PR #5928, opened 2026-04-02
✨ Add AWS Nitro Enclave support to AWSLaunchTemplate

### LINKED ISSUE #5927: Add AWS Nitro Enclave support to AWSLaunchTemplate
/kind feature

  `AWSLaunchTemplate` does not expose `EnclaveOptions`, which means CAPA users
  cannot enable AWS Nitro Enclaves on managed machine pool nodes. The field is
  available in the EC2 launch template API (`LaunchTemplateEnclaveOptionsRequest`)
  but has never been wired into the CAPA types or launch template builder.

  The fix appears straightforward: add an `EnclaveOptions` struct to `api/v1beta2`
  and a corresponding field on `AWSLaunchTemplate`, then map it through
  `createLaunchTemplateData()`, `SDKToLaunchTemplate()`, and
  `LaunchTemplateNeedsUpdate()` — following the same pattern as
  `InstanceMetadataOptions`.

  This was called out as a motivating example in the original launch template
  proposal (docs/proposal/20211210-launch-templates-managedmachinepools.md).

  I can work on a PR with the implementation, tests, and documentation.

  **Environment:**

  - Cluster-api-provider-aws version: main
  - Kubernetes version: N/A
  - OS: N/A

raykrueger:
**What type of PR is this?**

/kind api-change

`AWSLaunchTemplate` does not expose `EnclaveOptions`, preventing CAPA users from enabling AWS Nitro Enclaves on managed machine pool nodes. The field is available in the EC2 launch template API but was never wired into the CAPA types or launch template builder.

This adds an `EnclaveOptions` struct to `api/v1beta2` and a corresponding field on `AWSLaunchTemplate`, mapped through `createLaunchTemplateData()`, `SDKToLaunchTemplate()`, and `LaunchTemplateNeedsUpdate()` — following the same pattern as `InstanceMetadataOptions`. Nitro Enclaves were called out as a motivating example in the original launch template proposal (`docs/proposal/20211210-launch-templates-managedmachinepools.md`).

Fixes #5927

`EnclaveOptions` is a v1beta2-only field. The annotation-based restore pattern in `exp/api/v1beta1/conversion.go` has been updated for both `AWSMachinePool` and `AWSManagedMachinePool`, following the same approach as `InstanceMetadataOptions`, `PrivateDNSName`, and other v1beta2-only `AWSLaunchTemplate` fields.

This PR was developed with AI and my direct supervision.

**Checklist**:
- [x] squashed commits
- [x] includes documentation
- [x] includes emoji in title
- [x] adds unit tests

**Release note**:
```release-note
Add `enclaveOptions` field to `AWSLaunchTemplate` to enable AWS Nitro Enclave support on EC2 instances via managed machine pools.
```


richardcase (commented):
This looks good to me.

Do you think you'd be able to add a new e2e test to cover this option?

raykrueger:
Is it a must have? It looks like a good chunk of work and I don't have the means to run it myself. Since we're just setting a field to "true" on a LaunchTemplate are we testing AWS at that point?

Also, as a heads up we can't use the t3 instances, c5.xlarge is the cheapest we can get away with it looks like.

raykrueger:
Despite my respectful push back, I am working on this :)

raykrueger:
I've added an e2e test for the feature here. I've left it as a separate commit for it's own review. I can squash them at your call :)

raykrueger:
Disregard, I've squashed and cleaned up the commit.

raykrueger:
I should add the obvious... The new E2E test passes. I was able to run the other machine pool test as well as a regression check.

richardcase:
> Despite my respectful push back

Sorry @raykrueger i hadn't seen your response. I'm more than happy to get push back on things. Feel free to also raise via slack.

raykrueger:
Looks like I need to rebase this one too?

test/e2e/data/infrastructure-aws/withoutclusterclass/kustomize_sources/nitro-enclave/patches/limit-az.yaml
```diff
@@ -0,0 +1,9 @@
+---
+apiVersion: infrastructure.cluster.x-k8s.io/v1beta2
+kind: AWSCluster
+metadata:
+  name: "${CLUSTER_NAME}"
+spec:
+  network:
+    vpc:
+      availabilityZoneUsageLimit: 1
```
AndiDog, line 12: Is a single AZ needed?

test/e2e/suites/unmanaged/helpers_test.go
```diff
@@ -389,6 +389,44 @@ func terminateInstance(instanceID string) {
 	Expect(utils.ToInt64Value(result.TerminatingInstances[0].CurrentState.Code)).To(Equal(termCode))
 }
 
+func assertNitroEnclaveEnabled(ctx context.Context, clusterName string) {
+	ginkgo.By(fmt.Sprintf("Verifying Nitro Enclave enabled on instances in cluster: %s", clusterName))
+	ec2Client := ec2.NewFromConfig(*e2eCtx.AWSSession)
+	// Filter only worker (node) instances — control plane uses AWSMachineTemplate, not AWSLaunchTemplate,
```
AndiDog, line 395: With this, we unfortunately only get supported for machine pools. Does it make sense to restrict it like that, and not offer it for control plane nodes or `AWSMachineDeployment`?

api/v1beta2/types.go
```diff
@@ -405,6 +405,13 @@ const (
 	PrimaryIPv6AssignmentStateDisabled = PrimaryIPv6AssignmentState("disabled")
 )
 
+// EnclaveOptions defines the options for Nitro Enclave support on the instance.
+type EnclaveOptions struct {
+	// Enabled enables the instance for AWS Nitro Enclaves.
+	// +optional
+	Enabled bool `json:"enabled,omitempty"`
```
AndiDog: @richardcase should we use `*bool` here?

raykrueger: I think you're right, I can work on that change and revert if @richardcase says we're wrong :)

test/e2e/suites/unmanaged/helpers_test.go
raykrueger: I don't think it's restricted, is two different paths and two different implementations. This PR is enabling LaunchTemplate support. The Machine Deployment uses RunInstances directly. I think a separate PR can work on that.

test/e2e/data/infrastructure-aws/withoutclusterclass/kustomize_sources/nitro-enclave/patches/limit-az.yaml
raykrueger: This is just for the e2e tests, a single AZ keeps NAT Gateway costs down.

raykrueger: Which was my compensation for the more expensive instance type required :)

api/v1beta2/types.go
raykrueger: This also includes a bunch of `&infrav1.EnclaveOptions{Enabled: aws.Bool(true)}` changes.

docs/book/src/topics/nitro-enclaves.md
```diff
@@ -0,0 +1,32 @@
...
+Nitro Enclaves are enabled per-instance via the `enclaveOptions` field on the launch template.
+
+## Prerequisites
+
+- The instance type must support Nitro Enclaves. See the [AWS documentation](https://docs.aws.amazon.com/enclaves/latest/user/nitro-enclave.html#nitro-enclave-reqs) for supported instance types.
+- The instance must use a Nitro-based AMI.
+
+## Configuration
+
+Nitro Enclave support is configured via the `enclaveOptions` field in `AWSManagedMachinePool.spec.awsLaunchTemplate`:
```
richardcase: It also applies to `AWSMachinePool` as it's on the AWS launch template options.

exp/api/v1beta2/types.go
```diff
@@ -130,6 +130,10 @@ type AWSLaunchTemplate struct {
 	// +optional
 	InstanceMetadataOptions *infrav1.InstanceMetadataOptions `json:"instanceMetadataOptions,omitempty"`
 
+	// EnclaveOptions defines the options for Nitro Enclave support on the instance.
+	// +optional
+	EnclaveOptions *infrav1.EnclaveOptions `json:"enclaveOptions,omitempty"`
```
richardcase, line 135: We should also add it to `AWSMachine` in the future as well so that enclave support can also be used with MachineDeployment. But thats a different PR for sure 😄

api/v1beta2/types.go
```diff
@@ -405,6 +405,13 @@ const (
 	PrimaryIPv6AssignmentStateDisabled = PrimaryIPv6AssignmentState("disabled")
 )
 
+// EnclaveOptions defines the options for Nitro Enclave support on the instance.
+type EnclaveOptions struct {
```
richardcase, line 409: How likely do you think it is that there will be other options for enclave support?

raykrueger: Hard to say, but this mirrors the API for it, so if AWS adds stuff later we're fine.

raykrueger:
/retest

This looks really unrelated to this PR.

AndiDog (commented):
/lgtm

raykrueger:
I think this is because EKS 1.32 slipped into Extended Support on March 23rd, and the test thinks it's starting with Standard support.

I ran this in my environment and Claude found the following, which makes sense given the expiration dates.

```
Clear root cause:

  InvalidParameterException: The requested Kubernetes version "1.32" is only supported
  under extended support. Please change the supportType to extended support to create the cluster.

  K8s 1.32 requires extended support in this AWS account — but the test is deploying with STANDARD support policy first (that's the whole point of the test: start STANDARD, then switch to EXTENDED). AWS is rejecting the cluster creation outright.

```

api/v1beta2/types.go
JoelSpeed, line 409: How do we configure the link between an enclave instance and its parent instance? Or is this creating the parent instance?

Are we validating that hibernation cannot be enabled at the same time this option is configured?

Do we support local or wavelength zones? If so, how do we prevent this option being configured in conjunction with those zones?

raykrueger: 1) In the scope of the larger pull request, the enclave options struct is pulled into a LaunchTemplate. It's never used directly against an instance.

2 & 3) I had not considered these limitations. How do we handle this? Do we prevent the user doing these things, or do we rely on them to understand AWS current feature positioning. Following our discussion on future expansion, AWS does not support nitro enclaves in wavelength or local zones *today* and AWS does not support hibernation with enclaves *today*. if we add code stopping them from doing something AWS has documented, we may have to just remove it again later.

Thoughts?

raykrueger: I have logic to reject a Enclave Enabled LaunchTemplate that targets WaveLength or LocalZones in the AWSMachinePoolReconciler.

We have no logic to enable Hibernation via LaunchTemplates today, so that's not a scenario I can defend against.

raykrueger:
Same test (EKS upgrade policy test) fails for the same reason in PR #5992 which is unrelated to the work here.

richardcase:
As the failure is unrelated i'm happy to:

/override pull-cluster-api-provider-aws-e2e-eks

damdo:
/hold

We are adding a new e2e test that has not been exercised in CI. Let's try it out.

On this one, @raykrueger @richardcase as I pointed out during the call, I think we need to understand if the added time and cost of running this new extra e2e test for a simple field being plumbed exceeds the benefit of the signal it gives.

richardcase:
> I think we need to understand if the added time and cost of running this new extra e2e test for a simple field being plumbed exceeds the benefit of the signal it gives.

For me personally, enclaves are an important feature for CAPA for secure compute and as such it would be good to be able to test the feature. I do get the cost/benefit argument though. Would a compromise be that we add a new grouping of e2e tests, lets call it "extended", and these are only run 1 time per week (or on-demand). So we end up with 3 groups of e2e tests:

- PR blocking (quick)
- Normal e2e (eks and non-eks)
- Extended

@damdo @raykrueger - if you'd be happy with this compromise then how about we do this:

- @raykrueger if you change your test definition to: `ginkgo.PDescribe("Workload cluster with Nitro Enclave enabled", func() {` to mark it as a pending test for the time being
- When this PR merges i will then setup the "extended" suit and unmark the test
- I will create a page for contributors with a decision matrix on which group tests should live in

damdo:
> PR blocking (quick)
Normal e2e (eks and non-eks)
Extended

Hey @richardcase thanks for the proposal, this is a great idea! And something we also do downstream :)
I'm 💯 in favour of this.

> I will create a page for contributors with a decision matrix on which group tests should live in

Nice! I think this will be super useful!

api/v1beta2/types.go
JoelSpeed: I'm not sure if 1 really answers what I was asking. There's some element of enclave on AWS side where it has an parent child relationship right? Do you have to create an instance to be the parent, and then create children of it inside the enclave? 

Can we document the limitations in the godoc on the field so that users have some idea about the validations being imposed?

raykrueger:
I have updated the documentation and added some significant new e2e tests that test out what's documented. They are currently **not** pending. I will run them here and when they succeed I'll make them Pending and squash everything down.

AndiDog (commented):
/lgtm

/hold
because test still fails

raykrueger:
It seems I've fallen victim to a new infrastructure thing that isn't my fault?
https://prow.k8s.io/view/gs/kubernetes-ci-logs/pr-logs/pull/kubernetes-sigs_cluster-api-provider-aws/5928/pull-cluster-api-provider-aws-build-docker/2051746383563591680

richardcase:
This should pass after a rebase, thanks to your other PR 🙇

raykrueger:
@richardcase The new managed pool nitro test passed and has been moved to pending. This is thoroughly documented and tested. I think we're done here :)

Special note: My new managed test, which tests what is in the nitro book, is overriding things to be AL2023 and Kube 1.35. This is to ensure the book is current and accurate, and is being tested. I can come back around and remove those when Andreas finishes his work. In any case, both tests are pending right now.

richardcase:
Lets get this merged as soon as the checks pass. So:

/unhold

richardcase:
@AndiDog  could you lgtm again?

+ + +

* What you will do
Scan the entries above for the string "plane" and copy each line containing it.

* Answer to this task
+	// Filter only worker (node) instances — control plane uses AWSMachineTemplate, not AWSLaunchTemplate,
AndiDog, line 395: With this, we unfortunately only get supported for machine pools. Does it make sense to restrict it like that, and not offer it for control plane nodes or `AWSMachineDeployment`?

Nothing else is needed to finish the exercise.